The broad outline of the companies’ argument is found in the second page of Katyal and his team’s brief:
Plaintiffs’ brief confirms that all they have alleged (and can allege) is that Nestlé USA lawfully purchased some cocoa from Côte d’Ivoire and exercised some generalized supervision. The true wrongdoers are the Malian and Ivorian traffickers, farmers, and overseers who injured Plaintiffs in West Africa.
In other words, the practices of Nestlé, Cargill and, by extension, Chevron, Coca-Cola, and all multi-national corporations with dispersed supply chains are sufficient. The terms of their contracts are clear and exclude child labor, human trafficking, and all forms of modern slavery. Occasionally, they do audits of their suppliers. Isn’t that enough? How can a company be responsible for all the actions of their suppliers?
At issue, according to the briefs, is liability under the Alien Tort Statute, a part of the Judiciary Act of 1789. It has been enshrined in U.S. law for more than 230 years. To me, the most interesting exchange during the hearing was between Justice Elena Kagan and Katyal (pages 19-21 of the transcript):
JUSTICE KAGAN: Mr. Katyal, is child slavery, not aiding and abetting it but the offense itself, is that a violation of a specific universal and obligatory norm?
KATYAL: We’re — we’re not – yes, I think we’re not challenging that here. It’s just the aiding and abetting.
JUSTICE KAGAN: Okay. So, if that’s right, could a former child slave bring a suit against an individual slaveholder under the ATS?
KATYAL: So they — if it were – if it weren’t extraterritorial and it wasn’t a corporate action, yes.
JUSTICE KAGAN: Yeah, no problem extraterritorial, no problem aiding and abetting, just a straight suit.
JUSTICE KAGAN: Okay. And could the same child — former child slave in the same circumstances bring a suit against 10 slaveholders?
KATYAL: You know, if they – if they met the — you know, the requirements under the — the law, yeah, sure. I mean, if they —
JUSTICE KAGAN: Okay. So if —
KATYAL: — if it was a plausible allegation.
JUSTICE KAGAN: — if you could bring a suit against 10 slaveholders when those 10 slaveholders form a corporation, why can’t you bring a suit against the corporation?
KATYAL: Because the corporation requires an individual form of liability under a norm, a specific norm, of — of – under international law, which doesn’t exist here. I think Sosa in Footnote —
JUSTICE KAGAN: I — I — I guess what I’m asking is, like, what sense does this make? This goes back to Justice Breyer’s question. What sense does this make? You have a suit against 10 slaveholders, 10 slaveholders decide to form a corporation specifically to remove liability from themselves, and now you’re saying you can’t sue the corporation?
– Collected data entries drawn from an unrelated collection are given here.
PR #214, opened 2024-10-23
tiledbsoma 1.14.5

johnkerl:

### DIFF
--- a/recipe/meta.yaml
+++ b/recipe/meta.yaml
@@ -1,6 +1,6 @@
 {% set name = "tiledbsoma" %}
-{% set version = "1.14.2" %}
-{% set sha256 = "b459976562fdea0c5a2ae03843b44e82e0a1d1f0721f3452d19ba49ad8d62231" %}
+{% set version = "1.14.5" %}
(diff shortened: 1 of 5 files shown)


recipe/meta.yaml
```diff
@@ -23,9 +23,9 @@ source:
...
 #source:
 #  git_url: https://github.com/single-cell-data/TileDB-SOMA.git
-#  git_rev: 2d5d705b020f2996a9266fe9268732f7c440cc37
+#  git_rev: afca166d73cf97a0daf5e73ba6ce976064de0018
 #  git_depth: -1
-#  # hoping to be 1.14.2 <-- FILL IN HERE
+#  # hoping to be 1.14.5 <-- FILL IN HERE
 
 build:
   number: 1
```
jdblischak, line 31:
```suggestion
  number: 0
```

Reset build number to zero for recipe version bump

jdblischak (changes requested):

recipe/meta.yaml
johnkerl: gurk

thanks @jdblischak !

jdblischak (approved):

Issue #212, opened 2024-10-21
Update anndata requirement to `anndata>=0.10.1` for next release


jdblischak:
For the next release, we need to update the anndata requirement to `anndata>=0.10.1`. I'm creating an Issue since otherwise I'm bound to forget.

xref: https://github.com/single-cell-data/TileDB-SOMA/issues/1785, https://github.com/single-cell-data/TileDB-SOMA/pull/3141

While doing that we can also drop the `py<=37` logic since conda-forge dropped py37 support a while ago.

https://github.com/TileDB-Inc/tiledbsoma-feedstock/blob/21b27689499a1fd8686c16f85ac4431b67dfaae7/recipe/meta.yaml#L102-L103

johnkerl:
Thanks @jdblischak !

PR #218, opened 2024-10-30
tiledbsoma 1.15.0rc3

johnkerl:


recipe/meta.yaml
```diff
@@ -99,15 +99,13 @@ outputs:
         - pyarrow
         - python
         - scipy
-        - anndata       # [py>37]
-        - anndata <0.9  # [py<=37]
+        - anndata
```
jdblischak, line 102:
```suggestion
        - anndata >=0.10.1
```

https://github.com/single-cell-data/TileDB-SOMA/blob/1.15.0rc3/apis/python/setup.py#L330

xref: https://github.com/TileDB-Inc/tiledbsoma-feedstock/issues/212

jdblischak (changes requested):

jdblischak (approved):

PR #220, opened 2024-10-31
Manually migrate to numpy 2

jdblischak:
I missed yesterday (https://github.com/TileDB-Inc/tiledbsoma-feedstock/pull/218) that [1.15.0rc3](https://github.com/single-cell-data/TileDB-SOMA/releases/tag/1.15.0rc3) added support for numpy 2. Since this feedstock isn't part of conda-forge, we need to manually migrate tiledbsoma-feedstock to numpy 2, just like we are doing for tiledb-vcf-feedstock (https://github.com/TileDB-Inc/tiledb-vcf-feedstock/pull/141#pullrequestreview-2408199914)


jdblischak:
Well I'm stuck. We get a conda solver error trying to use numpy2 with our cloud variant (built with outdated pins).

Locally I tried various combinations of defining `python`, `numpy`, and `python_impl` in `conda_build_config.yaml`, but nothing worked. At this point I don't think we can migrate this feedstock to numpy 2 until we drop the cloud variant (at least not without implementing a hacky workaround that would require manual intervention after each conda-smithy rerendering).

jdblischak:
@ihnorton confirmed that we will drop the py39 environment when we transition the cloud to py312+numpy2. Thus the goal of this PR is to test that the feedstock transition to numpy2 will go smoothly in the future when the py39 cloud variant is dropped

jdblischak:
Hmmm...it appears that the [fmt 11](https://conda-forge.org/status/migration/?name=fmt11) and [spdlog 1.14](https://conda-forge.org/status/migration/?name=spdlog114) migrations are stalled. I'll have to manually apply these to the feedstock since they haven't made it to conda-forge-pinning yet

jdblischak:
Also cross-referencing upstream support for numpy 2: https://github.com/single-cell-data/TileDB-SOMA/issues/2536, https://github.com/single-cell-data/TileDB-SOMA/pull/2934

jdblischak:
Went with the 2-branch approach. Superseded by #227 and #228

PR #226, opened 2024-11-18
Produce packages for python 3.12

dudoslav:
In order to solve environments with python 3.12 we require tiledbsoma-py to support python 3.12 as well.

I removed support for pyarrow 11, not sure if that is an issue.

PR #227, opened 2024-11-18
Build py39 cloud variant in a separate branch

jdblischak:
We are transitioning our cloud environment from py39 to py312. It is proving difficult (if not impossible) to configure the feedstock for both the past (py39 with old pins like pyarrow 11) and the future (py312 and numpy2). In order to test the new py312 environment while also maintaining the existing py39 environment, I have created a new branch [py39cloud](https://github.com/TileDB-Inc/tiledbsoma-feedstock/tree/py39cloud).

cc: @dudoslav, @ihnorton 
xref: https://github.com/TileDB-Inc/tiledbsoma-feedstock/pull/220, https://github.com/TileDB-Inc/tiledbsoma-feedstock/pull/226

This PR configures the feedstock to only build a single linux-64 python 3.9 variant with the old pins for our existing cloud environment. The only real change I made was to change the label for the cloud variant from "main" to "for-cloud". In retrospect, we should have always been doing this, since the cloud variants of libtiledbsoma/tiledbsoma-py/r-tiledbsoma are only valid when installed with the "for-cloud" variant of libtiledb. I confirmed that both the notebook and UDF Docker images specify the channel ` tiledb/label/for-cloud` when installing the SOMA conda binaries, so this won't affect the next cloud deployment.


johnkerl (approved):
LGTM!

jdblischak:
Confirmed that the new branch is able to upload compatible binaries:

```sh
mamba create --dry-run -n test \
  -c tiledb/label/for-cloud -c conda-forge -c tiledb \
  fmt=9 spdlog=1.11 pyarrow=11 python=3.9 numpy=1.22 tiledbsoma-py
## + tiledbsoma-py           1.15.0rc3  py39h6b0a75e_0          tiledb/label/for-cloud      646kB
```

PR #231, opened 2024-11-20
Build r-tiledbsoma with C++ 20

johnkerl:
Context: https://github.com/single-cell-data/TileDB-SOMA/issues/3154

### DIFF
--- a/.ci_support/linux_64_.yaml
+++ b/.ci_support/linux_64_.yaml
@@ -43,8 +43,6 @@ spdlog:
 - '1.14'
 target_platform:
 - linux-64
-tiledb:
-- '2.26'
 zip_keys:
 - - c_compiler_version
   - cxx_compiler_version
--- a/.ci_support/osx_64_.yaml
+++ b/.ci_support/osx_64_.yaml
@@ -45,8 +45,6 @@ spdlog:
 - '1.14'
 target_platform:
 - osx-64
-tiledb:
-- '2.26'
 zip_keys:
 - - c_compiler_version
   - cxx_compiler_version
--- a/.ci_support/osx_arm64_.yaml
+++ b/.ci_support/osx_arm64_.yaml
@@ -45,8 +45,6 @@ spdlog:
 - '1.14'
 target_platform:
 - osx-arm64
-tiledb:
-- '2.26'
 zip_keys:
 - - c_compiler_version
   - cxx_compiler_version
--- a/build-locally.py
+++ b/build-locally.py
@@ -26,6 +26,13 @@ def setup_environment(ns):
             os.path.dirname(__file__), "miniforge3"
         )
 
+    # The default cache location might not be writable using docker on macOS.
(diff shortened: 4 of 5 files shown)


jdblischak:
For some reason the osx-64 build isn't using C++20. The [errors](https://dev.azure.com/TileDB-Inc/CI/_build/results?buildId=41247&view=logs&j=e0208569-136d-54da-4ec5-14d0e8771cbc&t=25992e30-3e2a-5788-2b3e-e373b0534bf7) are the same as in the nightly build (https://github.com/TileDB-Inc/tiledbsoma-feedstock/issues/230#issuecomment-2488876179)

jdblischak (changes requested):
@johnkerl could you please rebase your PR onto the latest from main to include #228?

jdblischak:
Ah, looking earlier in the build log, I see we have a nice diagnostic signal. R explicitly tells us it is using C++17 on osx-64. 

```sh
* installing *source* package ‘tiledbsoma’ ...
** using staged installation
** updated src/Makevars for system library via pkg-config
** libs
using C++ compiler: ‘clang version 18.1.8’
using C++17
using SDK: ‘NA’‘NA’‘NA’‘’
```

Bizarrely though, the osx-arm64 build also reports `using C++17`, so unclear why it is able to compile successfully.

johnkerl:
Commit 3:

```
```

jdblischak:
I think it is going to be tough to build r-tiledbsoma with C++20 without the upstream changes in https://github.com/single-cell-data/TileDB-SOMA/pull/3331 that updated `configure` and `src/Makevars.in`.

If we want to fix the nightly build, I think we'll need to 1) fix the build on the branch [nightly-build](https://github.com/TileDB-Inc/tiledbsoma-feedstock/tree/nightly-build), and then 2) modify [`nightly/update-recipe.sh`](https://github.com/TileDB-Inc/tiledbsoma-feedstock/blob/main/.github/scripts/nightly/update-recipe.sh) to incorporate these changes.

johnkerl:
@jdblischak I was confused

https://github.com/single-cell-data/TileDB-SOMA/pull/3331 is merged to `main` of TileDB-SOMA & I was confusing this PR with the centralized-nightlies which should be testing the day's `main`.

Let me take a look at `nightly-build` and `nightly/update-recipe.sh` which, embarrassingly, I'm not at all familiar with ...

jdblischak:
> I was confusing this PR with the centralized-nightlies which should be testing the day's `main`.

Good news! The TileDB-SOMA-R build in centralized-tiledb-nightlies is [using C++20](https://github.com/TileDB-Inc/centralized-tiledb-nightlies/actions/runs/11936899558/job/33273058715#step:10:14) and building without error. Thus if we can get the nightly feedstock build to also use C++20, it should _just work_.

johnkerl:
Closed in favor of #246

PR #186, opened 2017-07-14
CMR-4334, CMR-4338 Get bulk update tests working with oracle, fix int…

laurenfrederick:
…ernal server error when task-id does not exist

### DIFF
--- a/ingest-app/src/cmr/ingest/data/bulk_update.clj
+++ b/ingest-app/src/cmr/ingest/data/bulk_update.clj
@@ -47,12 +47,12 @@
   (get-bulk-update-task-status
     [db task-id]
     ;; Returns a status for the particular task
-    (-> db
-        (su/find-one (su/select [:status :status-message :request-json-body]
-                                (su/from "bulk_update_task_status")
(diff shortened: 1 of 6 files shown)


ingest-app/src/cmr/ingest/data/bulk_update.clj
```diff
@@ -47,12 +47,12 @@
   (get-bulk-update-task-status
     [db task-id]
     ;; Returns a status for the particular task
-    (-> db
-        (su/find-one (su/select [:status :status-message :request-json-body]
-                                (su/from "bulk_update_task_status")
-                                (su/where `(= :task-id ~task-id))))
-        util/map-keys->kebab-case
-        (update :request-json-body util/gzip-blob->string)))
+    (some-> db
```
mschmele: I'm always surprised at how many threading macros there are - this one is pretty cool! I assume you're okay with it short-circuiting and returning `nil` if any of the calls below do?

laurenfrederick: Yes, that is what fixed the internal server bug.

PR #188, opened 2017-07-18
Fixing CMR-3924 adding codespace to processing level UMM->ISO MENDS m…

eereiter:
…apping.

### DIFF
--- a/umm-spec-lib/src/cmr/umm_spec/umm_to_xml_mappings/iso19115_2.clj
+++ b/umm-spec-lib/src/cmr/umm_spec/umm_to_xml_mappings/iso19115_2.clj
@@ -361,6 +361,7 @@
          [:gmd:processingLevel
           [:gmd:MD_Identifier
            [:gmd:code (char-string (-> c :ProcessingLevel :Id))]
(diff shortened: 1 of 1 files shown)


umm-spec-lib/src/cmr/umm_spec/umm_to_xml_mappings/iso19115_2.clj
```diff
@@ -361,6 +361,7 @@
          [:gmd:processingLevel
           [:gmd:MD_Identifier
            [:gmd:code (char-string (-> c :ProcessingLevel :Id))]
+           [:gmd:codeSpace (char-string "gov.nasa.esdis.umm.proessinglevelid")]
```
laurenfrederick: processinglevelid is spelled wrong. You might want to put that in a def.

eereiter: Thanks, I copy and pasted from the spreadsheet and it was spelled wrong there too.  I have updated my spreadsheet and I put the string in a def.

PR #189, opened 2017-07-18
CMR-4285 removes dupes after find and replace and find and update

daniel-zamora:
This PR purpose is to fix find-and-replace and find-and-update to no longer leave duplicates in the umm it updates.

Justice Kagan was pointing toward an amicus brief from the Yale Law School Center for Global Legal Challenges filed in support of the six Africans. In the brief, Oona Hathaway sets forth a compelling argument that:
Slavery, forced labor, and human trafficking constitute the worst forms of human exploitation. The law of nations has long prohibited these practices in specific, universal, and obligatory terms. Indeed, these prohibitions are among the most longstanding, deeply rooted prohibitions in international human rights law. Each of these prohibitory norms of international law extends, moreover, to natural and juridical [corporations] persons alike. (p. 33)
Citizens United v FEC decided that corporations are people, when it comes to political spending, but corporations are now arguing that they are not people when it comes to child labor, human trafficking, and modern slavery.
I won’t pretend to know how this court will decide the case, but it should go without saying that aiding and abetting slavery is wrong, whether it is done by an individual or a corporation.